Convergence curve for different radar SNR thresholds.
Figs. 6 and 7 display the convergence curve and secrecy rate according to transmit power levels, respectively. Both the reward and secrecy rate performance improved with increasing transmit power. Moreover, convergence was faster at lower transmit power levels [TeX:] $$\left(P_t=0,10 \mathrm{dBm}\right)$$ compared to higher levels [TeX:] $$\left(P_t=20,30 \mathrm{dBm}\right)$$ as shown in Fig. 6. This is because higher transmit power resulted in a larger dynamic range of instant rewards, leading to greater fluctuations. Fig. 7 presents a comparison of the secrecy rate between the DRLbased beamforming solution with RIS (DRL-based w/ RIS) and without RIS (DRL-based w/o RIS). The proposed DRL-based w/ RIS solution achieved a higher secrecy rate than the DRL- based w/o RIS solution. This is because the DRL-based w/ RIS solution adaptively increased the communication user’s signal gain while reducing the interference for the eavesdropper, thereby mitigating the effects of eavesdropping and improving the secrecy rate. Specifically, the DRL-based w/ RIS solution achieved a secrecy rate approximately 55.49% higher than the DRL-based w/o RIS solution at [TeX:] $$\left(P_t=10 \mathrm{dBm}\right)$$
Convergence curve for different transmit power levels.

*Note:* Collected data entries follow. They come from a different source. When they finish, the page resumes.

PR #1304, opened 2021-04-12
RD-1758 / RD-2012 & RD-2006 - Extend support for type: 'label'

qooban:
### Changes
* RD-2012 Adapted `KeyDropdown` and `ValueDropdown` to allow only selection and not text input (read-only mode)
* RD-2006 Adapted `ValueDropdown` to allow multiple selection
* Adapted `LabelValueInput` component to use `readOnly` and `multiple` props from `KeyDropdown` and `ValueDropdown` components

### Video
https://user-images.githubusercontent.com/5202105/114397998-92353d00-9b9f-11eb-8682-06a6cacd403a.mp4

### Merge strategy

This PR builds on top of https://github.com/cloudify-cosmo/cloudify-stage/pull/1302 so we need to have the base merged first, then I'll rebase this one to master.


kubama (approved):

widgets/common/src/filters/inputs/LabelValueInput.tsx
```diff
@@ -23,17 +23,23 @@ const LabelValueInput: FunctionComponent<LabelValueInputProps> = ({
...
-        // TODO(RD-2012): Adapt label key and value dropdowns to disallow free text
         // TODO(RD-2007): Add better styling
         <>
-            <LabelKeyDropdown innerRef={keyDropdownRef} onChange={onKeyChange} toolbox={toolbox} value={labelKey} />
+            <LabelKeyDropdown
+                innerRef={keyDropdownRef}
+                onChange={onKeyChange}
+                toolbox={toolbox}
+                value={labelKey}
+                readOnly
```
Gelio, line 33: In my opinion, `readOnly` is misleading :smile: As mentioned in [MDN](https://developer.mozilla.org/en-US/docs/Web/HTML/Attributes/readonly), `readonly` for HTML elements prevents mutating the field.

In this case, the user can mutate the field (add/remove values). They just cannot add entirely new values. Thus, IMO, a more suitable name for the prop would be `onlyKnownLabels` or `preventCreatingLabels`

The same goes for the `LabelValueDropdown` component :slightly_smiling_face: 

Moreover, the property keys used in `en.json` should also be adjusted, since `readOnly` and `readWrite` may be misleading there too (I suggest `readOnly` -> `onlyKnown` and `readWrite` -> `knownOrNew`)

widgets/common/src/labels/CommonDropdown.jsx
```diff
@@ -11,21 +11,26 @@ function useDebouncedSetValue(value, setValue, deps) {
...
+    const {
+        inputValue,
+        invalidCharacterTyped,
+        submitChange,
+        resetInput,
+        unsetInvalidCharacterTyped
+    } = useLabelInput(onChange, { readOnly });
 
-    useDebouncedSetValue(baseFetchUrl ? addSearchToUrl(baseFetchUrl, inputValue) : '', setFetchUrl, [
+    useDebouncedSetValue(readOnly ? baseFetchUrl : addSearchToUrl(baseFetchUrl, inputValue), setFetchUrl, [
```
Gelio, line 30: General:

Will the autocomplete still work? If the user has a lot of labels, do we fetch all of them in the initial request and then do UI filtering based on what the user typed to narrow-down the search results that appear in the dropdown?

I didn't check, but if we only fetch the first page of labels, then the autocomplete may be broken :worried:

Gelio (commented):
Clever changes, looks like small changes can yield nice features in this case :+1:

qooban:
@Gelio @kubama Thanks for your reviews. I'll address the comments tomorrow morning and ask you then for re-review.

widgets/common/src/filters/inputs/LabelValueInput.tsx
qooban: I got your point. I actually was expecting a comment in this area as I was not sure about the name I used. I should have created author's comment.

Anyways, before I introduce a change, I'd like to discuss the actual prop name. I think the better would be `allowKnownOnly` instead of `onlyKnownLabels` (which in my understanding refers more to a label which is key-value pair, not a single key or single value). It will fit in all cases: `KeyDropdown`, `ValueDropdown`, `CommonDropdown` components and `useLabelInput` hook. I like props named `allow*` as they are commonly used in Semantic-UI-React as well as in our app, so I think they should be recognized easily. What do you think?

Gelio: `allowKnownOnly` makes sense :+1:

qooban: Changed.

widgets/common/src/labels/CommonDropdown.jsx
qooban: Yeah, it will not work. I need to re-think auto-completion feature in this case. Will write once I have proper solution.

qooban: I created separate PR for handling auto-completion: https://github.com/cloudify-cosmo/cloudify-stage/pull/1311 , so I think we can resolve this conversation and continue in the new PR.

qooban:
Except rebasing to master branch I introduced two changes:

- https://github.com/cloudify-cosmo/cloudify-stage/pull/1304/commits/7e9eb4c26bf6f0475dda3b3368a9b50481671b71
- https://github.com/cloudify-cosmo/cloudify-stage/pull/1304/commits/25ed5a8e8f0ede451ed75b7b0d985d93b441a35b

kubama (approved):

widgets/common/src/labels/CommonDropdown.jsx
Gelio: Sure, thanks :+1:

Gelio (approved):

qooban:
I scheduled Stage system tests execution for this one:
https://jenkins.cloudify.co/view/UI%20Health%20View/job/Stage-UI-System-Test/443
but I see we've got quite long queue, so it won't be soon.

@kubama I think I won't be available before tests are finished. If you need this PR earlier than tomorrow, feel free to merge it once tests are fine.
@Gelio I'll continue working on the auto-completion support as part of https://github.com/cloudify-cosmo/cloudify-stage/pull/1311

qooban:
Or actually I think I can merge it right away. Tested locally:
image
and there's very little chance that this PR affects any other tests.

@Gelio @kubama Let me know if you have any objections.

Gelio:
If @kubama needs this code today, let's merge it today :slightly_smiling_face: If not, I would rather not create precedence for merging without running tests :smile: If we're not in dire straits and if it's not critical, I suggest sticking to the rules

qooban:
I see job execution has just started:
https://jenkins.cloudify.co/view/UI%20Health%20View/job/Stage-UI-System-Test/443/console
and failed due to: `No space left on device` 
I won't be in soon, so it's up to you when you merge it.

> If we're not in dire straits and if it's not critical, I suggest sticking to the rules

🙂 Maybe I missed something, but do we have any rule about running system tests? I thought it's optional and only a good practice, rather than strict rule.

Gelio:
> I thought it's optional and only a good practice, rather than strict rule.

You are right, not a strict rule :slightly_smiling_face: I misremembered the time we were initially discussing it

qooban:
OK. As long as we don't have stable system test environment (we all see how many issues we can encounter) I will be against having strict rule for running system tests before merging PRs.

Another run scheduled: https://jenkins.cloudify.co/view/UI%20Health%20View/job/Stage-UI-System-Test/447/

As I already said - I'm OK with merging it before getting final results as there is very little chance this change affects anything other that `deployment_actions_spec`. Do as you wish. If it won't be merged today, I'll probably merge it tomorrow morning.

kubama:
System tests passed, build failed due to test coverage - I'm merging it so I could proceed with system tests on my dev branch.

PR #1295, opened 2021-04-08
RD-2001 Add core drill-down functionality to Deployments View

Gelio:
This PRs is adding support for the basic drill-down functionalities in the Deployments View widget.

This is a partial implementation. The drill-down functionality itself is working, but there is still work to be done to get it working correctly and according to the designs. Take a look at the subtasks for RD-1226 for a list of upcoming tasks.

## Video

https://user-images.githubusercontent.com/889383/114018951-1f118b00-986e-11eb-894c-ca56f6be45e4.mp4

The structure of the deployments in the video is the same as in the tests:

```
        //                app-env
        //                  - -
        //                -/   \-
        //               /       \-
        //             -/          \-
        //            /              \
        //         db-env           web-app
        //          ---
        //        -/   \-
        //      -/       \
        //   db-1        db-2
```

## System tests

https://jenkins.cloudify.co/blue/organizations/jenkins/Stage-UI-System-Test/detail/Stage-UI-System-Test/417/pipeline

Ran 2021-04-08 15:49 CEST

PR #1305, opened 2021-04-12
RD-2004 Filter deployments shown in drill-down view

Gelio:
This PR adds filtering the deployments by their type (service or environment) according to which drill-down button was clicked in the parent page.

Internally, the parent page injects `filterRules` with the correct `csys-obj-type` rule into the drilled-down page's context.

Additionally, the drilled-down widget will shown a more descriptive error message when it's used on a top-level page (unexpectedly) :slightly_smiling_face: 

## Video

https://user-images.githubusercontent.com/889383/114423295-54dca980-9bb7-11eb-84cc-5c5f724317c6.mp4

The numbers on the drill-down buttons are incorrect and will be addressed in RD-2003

## System tests

https://jenkins.cloudify.co/blue/organizations/jenkins/Stage-UI-System-Test/detail/Stage-UI-System-Test/445/pipeline

Ran 2021-04-13 14:56 CEST


widgets/deploymentsViewDrilledDown/src/widget.tsx
```diff
@@ -18,17 +18,58 @@ Stage.defineWidget<never, never, DrilledDownWidgetConfiguration>({
     initialConfiguration: sharedConfiguration,
 
     render(widget, _data, _error, toolbox) {
-        // TODO(RD-2004): get filter rules from context
+        return <DrilledDownDeploymentsViewWidget widget={widget} toolbox={toolbox} />;
```
Gelio, line 21: I had to extract a component to be able to use the `useSelector` hook

kubama (approved):

Gelio:
I had to add one more commit after discussing a problem with filtering with Ofer, Yoni, Mohammed, and Alex. Copying the commit message with explanation:


    Due to a limitation of the filtering API, Services are expected to
    always have a `csys-obj-type=service` label.

    This is because previously, if services optionally have this label,
    there is no way to filter out deployments that have
    `csys-obj-type=service` OR `csys-obj-type is null`. OR operations are
    not allowed in the filtering API.

    Relevant backend changes to mark deployments as services by default will
    be done in the near future.

widgets/common/src/deploymentsView/detailsPane/DrilldownButtons.tsx
```diff
@@ -60,10 +60,17 @@ const DrilldownButton: FunctionComponent<DrilldownButtonProps> = ({
     const icon = type === 'services' ? subservicesIcon : subenvironmentsIcon;
 
     const drilldownToSubdeployments = () => {
+        const deploymentTypeRule: Stage.Common.Filters.Rule = {
+            // NOTE: cannot use enums as they are not exported
+            type: 'label' as any,
+            key: 'csys-obj-type',
+            operator: 'any_of' as any,
```
qooban, line 67: You can export it, I think, as it seems there is use case here.

widgets/deploymentsViewDrilledDown/src/widget.tsx
```diff
@@ -18,17 +18,58 @@ Stage.defineWidget<never, never, DrilledDownWidgetConfiguration>({
...
+}) => {
+    const {
+        DeploymentsView,
+        Common: { i18nMessagesPrefix, filterRulesContextKey }
+    } = Stage.Common.DeploymentsView;
+    const filterRules: Stage.Common.Filters.Rule[] | undefined = toolbox.getContext().getValue(filterRulesContextKey);
+    const { ErrorMessage } = Stage.Basic;
+
+    const drilldownContext = ReactRedux.useSelector((state: Stage.Types.ReduxState) => state.drilldownContext);
+    const isTopLevelPage = drilldownContext.length < 2;
```
qooban, line 42: That's probably another place where the const for magic `2` would be useful 🙂 

Ref.: https://github.com/cloudify-cosmo/cloudify-stage/pull/1303#discussion_r612270518

test/cypress/integration/widgets/deployments_view_spec.ts
```diff
@@ -331,9 +333,9 @@ describe('Deployments View widget', () => {
         const deployments: Record<DrilldownDeploymentName, SystemLabel[]> = {
             'app-env': [{ 'csys-obj-type': 'environment' }],
             'db-env': [{ 'csys-obj-type': 'environment' }, { 'csys-obj-parent': getDeploymentFullName('app-env') }],
-            'db-1': [{ 'csys-obj-parent': getDeploymentFullName('db-env') }],
-            'db-2': [{ 'csys-obj-parent': getDeploymentFullName('db-env') }],
-            'web-app': [{ 'csys-obj-parent': getDeploymentFullName('app-env') }]
+            'db-1': [{ 'csys-obj-type': 'service' }, { 'csys-obj-parent': getDeploymentFullName('db-env') }],
```
qooban, line 336: As I see now in the tests we have `SystemLabel` type defined, so we are safe with providing strings like "csys-obj-type".

Do we have something like that in the source code?

qooban (commented):
Looks good. Added few comments.

Regarding:
> This is because previously, if services optionally have this label,
there is no way to filter out deployments that have
`csys-obj-type=service` OR `csys-obj-type is null`. OR operations are
not allowed in the filtering API.

as far as I understand there is OR operation available in filters, but probably not with `null` as one of the accepted values?

You can have a rule:
```
 {
  "key": "environment",
  "values": ["aws", "gcp"],
  "operator": "any_of",
  "type": "label"
 }
```
but probably not:
```
 {
  "key": "environment",
  "values": ["aws", null],
  "operator": "any_of",
  "type": "label"
 }
```

Am I correct?

Gelio:
I've only rebased the PR on `master`, no functional changes so far

widgets/common/src/deploymentsView/detailsPane/DrilldownButtons.tsx
Gelio: Since that's all within the `common` directory, I will instead just import the enums directly, and not expose the enums on `Stage`. I hope you're ok with that :slightly_smiling_face:

Gelio:
> as far as I understand there is OR operation available in filters, but probably not with `null` as one of the accepted values?
> 
> You can have a rule:
> 
> ```
>  {
>   "key": "environment",
>   "values": ["aws", "gcp"],
>   "operator": "any_of",
>   "type": "label"
>  }
> ```
> 
> but probably not:
> 
> ```
>  {
>   "key": "environment",
>   "values": ["aws", null],
>   "operator": "any_of",
>   "type": "label"
>  }
> ```
> 
> Am I correct?

Yup, that's correct. I was not as precise :smile: Using `['environment', 'service']` as the `values` array works fine. This is what the response is when trying to add `null` to the array in the filter (`['environment', null]`):

```json
{
    "err_filter_rule": {
        "key": "csys-obj-type",
        "operator": "any_of",
        "type": "label",
        "values": [
            "environment",
            null
        ]
    },
    "err_reason": "Labels must be a list of 1-entry dictionaries: [{<key1>: <value1>}, {<key2>: [<value2>, <value3>]}, ...]",
    "error_code": "invalid_filter_rule",
    "message": "The filter rule {'key': 'csys-obj-type', 'values': ['environment', None], 'operator': 'any_of', 'type': 'label'} is not in the right format. Labels must be a list of 1-entry dictionaries: [{<key1>: <value1>}, {<key2>: [<value2>, <value3>]}, ...]",
    "server_traceback": null
}
```

To conclude, OR is supported inside a single rule, but not between rules :slightly_smiling_face:

widgets/deploymentsViewDrilledDown/src/widget.tsx
Gelio: Let's find a suitable name that would not be overly long at the same time and more confusing than just the number :smile: I addressed your previous candidate in the comment you referenced, and my candidates are:

1. `minDrilldownContextLengthForDrilldownPage`
2. `onlyTopLevelPageDrilldownContextLength` (it would be set to `1` then, and I would use `<= 1` instead of `< 2`)

I'm not convinced about either one :smile:

qooban: Hmm... Maybe `minDrilldownPageContextLength` or `minContextLengthForDrilldownPage`?

widgets/common/src/deploymentsView/detailsPane/DrilldownButtons.tsx
qooban: Yes, perfectly fine.

test/cypress/integration/widgets/deployments_view_spec.ts
Gelio: Nope, we don't :slightly_smiling_face: To add it and get the partial type safety we would have to implement https://github.com/cloudify-cosmo/cloudify-stage/pull/1296#discussion_r610444415. Adding full type safety requires some high-level TS magic that would verify that `csys-`-prefixed label keys must be from a known set :smile: 

However, my impression from https://github.com/cloudify-cosmo/cloudify-stage/pull/1295/files#r610383069 was that you were not too keen on adding them to the app code ("For tests it's fine") :smile: 

Anyway, I hope that's optional at this point :slightly_smiling_face:

widgets/deploymentsViewDrilledDown/src/widget.tsx
Gelio: `minDrilldownPageContextLength` - to me, this describes the context (an object), not the `drilldownContext` (array) :worried: 

`minContextLengthForDrilldownPage` - same, IMO it describes the `context`, not the `drilldownContext`

If that helps, I can extract 2 functions:
1. `isTopLevelPage`
2. `getParentPageContext`
that would be close to each other, and have a description next to them that would describe the use of `2`. IMO that would be more readable than trying to name the `2` with a lengthy name :slightly_smiling_face:

Let me know what you think about such a solution

Gelio: To save time, I've implemented my suggestion about extracting 2 functions, I hope that's ok :slightly_smiling_face: 

There's little time left today for completing stuff for 5.3.0, so I would appreciate if we postpone the discussion if you do not agree yet

widgets/common/src/deploymentsView/detailsPane/DrilldownButtons.tsx
Gelio: Done :slightly_smiling_face:

kubama (approved):

qooban (approved):

test/cypress/integration/widgets/deployments_view_spec.ts
qooban: Yep, let's keep it as it is.

Gelio:
I've hit

> No space left on device

in https://jenkins.cloudify.co/blue/organizations/jenkins/Stage-UI-System-Test/detail/Stage-UI-System-Test/441/pipeline/ :worried:

Gelio:
The tests https://jenkins.cloudify.co/blue/organizations/jenkins/Stage-UI-System-Test/detail/Stage-UI-System-Test/445/pipeline/ failed only due to coverage. Thus, I'm merging the PR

Secrecy rate of proposed solution.
V. CONCLUSION
In this study, we explored the integration of UAV-mounted RIS in secure ISAC systems, where the ISAC BS simultaneously served legitimate users and an eavesdropper as a sensing target. We proposed a DRL-based beamforming solution to jointly optimize the beamforming at the ISAC BS and the RIS, aiming to maximize the secrecy rate while meeting radar SNR requirements. Through realistic simulations using 3D ray-tracing, we demonstrated that the proposed DRL solution could achieve significant improvements by effectively increasing the signal gain for the legitimate user while simultaneously reducing interference for the eavesdropper. This led to a reduction in the effects of eavesdropping and an enhancement of the secrecy rate. Additionally, a key advantage of mounting a RIS on UAVs is their mobility. The dynamic positioning capabilities of UAVs offer further opportunities for optimizing RIS performance. Future work could explore leveraging the mobility of UAV-mounted RISs for more adaptive and responsive deployment, thereby enhancing the effectiveness of ISAC systems across various environments.